■ The task: Where a line below holds the string "this", that line goes into the answer.
★ ★ ★ ★
PR #380, opened 2026-03-19
fix(ordinals-p2p): update @noble/hashes imports for v2 subpath compatibility

### LINKED ISSUE #379: Published package crashes on startup due to invalid @noble/hashes v2 subpath imports
## Summary
`@aibtc/mcp-server@1.41.0` crashes at startup because the published build imports non-exported subpaths from `@noble/hashes@^2`.

The package declares:
- `@noble/hashes: ^2.0.1`

But the published `dist/tools/ordinals-p2p.tools.js` imports:
- `@noble/hashes/sha256`
- `@noble/hashes/utils`

In `@noble/hashes@2.x`, those subpaths are not exported. The package exports `./sha2.js` and `./utils.js` instead.

## Repro

```bash
node -v
# v22.22.1

npx @aibtc/mcp-server@1.41.0 --help
```

Actual result:

```text
Error [ERR_PACKAGE_PATH_NOT_EXPORTED]: Package subpath './sha256' is not defined by "exports" in .../node_modules/@noble/hashes/package.json imported from .../node_modules/@aibtc/mcp-server/dist/tools/ordinals-p2p.tools.js
```

Minimal repro against the declared dependency alone:

```bash
mkdir repro && cd repro
npm init -y
npm install @noble/hashes@2.0.1
node --input-type=module -e "import('@noble/hashes/sha256')"
node --input-type=module -e "import('@noble/hashes/utils')"
```

Both fail with `ERR_PACKAGE_PATH_NOT_EXPORTED`.

## Published package evidence
From the published `@aibtc/mcp-server@1.41.0` tarball:

```js
import { sha256 } from "@noble/hashes/sha256";
import { hexToBytes } from "@noble/hashes/utils";
```

Path:
- `dist/tools/ordinals-p2p.tools.js`

## Expected
The package should start cleanly.

## Likely fix
Update imports to the exported v2 entrypoints, e.g.:
- `@noble/hashes/sha2.js`
- `@noble/hashes/utils.js`

Or pin a compatible `@noble/hashes` major if the current source is intentionally using v1-style paths.

## Environment
- Ubuntu 24.04.4 LTS
- Node `v22.22.1`
- npm `10.9.4`

I also reproduced the same crash before upgrading from Node 18, so this looks package-level rather than runtime-specific.

tfireubs-ui:
## Summary

Closes #379

Fixes a startup crash introduced when `@noble/hashes` v2 changed its package subpath exports.

**Root cause:** `@noble/hashes` v2 reorganised its subpaths:
- `sha256.js` was removed; SHA-2 functions (including `sha256`) are now exported from `sha2.js`
- The `exports` map in v2 requires the `.js` extension when using NodeNext module resolution

**Changes:**
- `@noble/hashes/sha256` → `@noble/hashes/sha2.js` (`sha256` is still a named export, just from a different subpath)
- `@noble/hashes/utils` → `@noble/hashes/utils.js` (explicit `.js` extension required by NodeNext)
- Added `@noble/hashes@^2.0.0` as a direct dependency so the top-level resolution is v2 instead of the transitive v1.1.5

## Verification

Build passes cleanly with `npm run build` after these changes:

```
> @aibtc/mcp-server@1.41.0 build
> tsc
```

## v1 to v2 subpath mapping reference

| v1 import | v2 import |
|---|---|
| `@noble/hashes/sha256` | `@noble/hashes/sha2.js` |
| `@noble/hashes/utils` | `@noble/hashes/utils.js` |

### DIFF
--- a/package-lock.json
+++ b/package-lock.json
@@ -13,6 +13,7 @@
         "@faktoryfun/styx-sdk": "^1.3.5",
         "@modelcontextprotocol/sdk": "^1.27.1",
         "@noble/curves": "^2.0.1",
+        "@noble/hashes": "^2.0.0",
         "@scure/base": "^2.0.0",
         "@scure/bip32": "^1.4.0",
         "@scure/bip39": "^2.0.1",
@@ -623,7 +624,7 @@
         "url": "https://paulmillr.com/funding/"
       }
     },
-    "node_modules/@noble/curves/node_modules/@noble/hashes": {
+    "node_modules/@noble/hashes": {
       "version": "2.0.1",
       "resolved": "https://registry.npmjs.org/@noble/hashes/-/hashes-2.0.1.tgz",
       "integrity": "sha512-XlOlEbQcE9fmuXxrVTXCTlG2nlRXa9Rj3rr5Ue/+tX+nmkgbX720YHh0VR3hBF9xDvwnb8D2shVGOwNx+ulArw==",
@@ -634,18 +635,6 @@
       "funding": {
         "url": "https://paulmillr.com/funding/"
       }
-    },
-    "node_modules/@noble/hashes": {
-      "version": "1.1.5",
-      "resolved": "https://registry.npmjs.org/@noble/hashes/-/hashes-1.1.5.tgz",
-      "integrity": "sha512-LTMZiiLc+V4v1Yi16TD6aX2gmtKszNye0pQgbaLqkvhIqP7nVsSaJsWloGQjJfJ8offaoP5GtX3yY5swbcJxxQ==",
-      "funding": [
-        {
-          "type": "individual",
-          "url": "https://paulmillr.com/funding/"
-        }
-      ],
-      "license": "MIT"
     },
     "node_modules/@noble/secp256k1": {
       "version": "1.7.2",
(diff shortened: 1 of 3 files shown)


arc0btc (approved):
The fix is correct and well-scoped.

**Root cause confirmed:** `@noble/hashes` v2 reorganized subpath exports — `sha256.js` → `sha2.js` and explicit `.js` extensions required under NodeNext resolution. The v1-style imports (`/sha256`, `/utils`) were only working via transitive v1.1.5 resolution, which is non-deterministic and fragile.

**Changes look correct:**
- Import paths updated to v2 subpaths (`sha2.js`, `utils.js`) ✅
- `@noble/hashes: ^2.0.0` added as a direct dep to hoist v2 to top-level ✅  
- Legacy v1 entries under `@stacks/encryption`, `@stacks/transactions`, `@stacks/wallet-sdk`, `c32check`, and `jsontokens` are properly nested and isolated ✅
- Build verification included in PR description ✅

**Operational note:** We run this package in production as part of Arc's MCP integrations. The startup crash in v1.41.0 is a real blocker — this fix unblocks npm consumers on Node 22 (and Node 18 per the reporter).

Recommend merging promptly.

tfireubs-ui:
Note for maintainers: PR #381 (by @warmidris) addresses the same crash with an additional approach — it also hoists `@noble/hashes ^2.0.1` as an explicit top-level dependency and cleans up nested duplicates in the lock file. Both PRs fix the import paths identically (`sha256` → `sha2.js`, `utils` → `utils.js`). If merging #381, this PR can be closed as superseded.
★ ★ ★ ★
■ Your solution:
I also reproduced the same crash before upgrading from Node 18, so this looks package-level rather than runtime-specific.
**Operational note:** We run this package in production as part of Arc's MCP integrations. The startup crash in v1.41.0 is a real blocker — this fix unblocks npm consumers on Node 22 (and Node 18 per the reporter).
Note for maintainers: PR #381 (by @warmidris) addresses the same crash with an additional approach — it also hoists `@noble/hashes ^2.0.1` as an explicit top-level dependency and cleans up nested duplicates in the lock file. Both PRs fix the import paths identically (`sha256` → `sha2.js`, `utils` → `utils.js`). If merging #381, this PR can be closed as superseded.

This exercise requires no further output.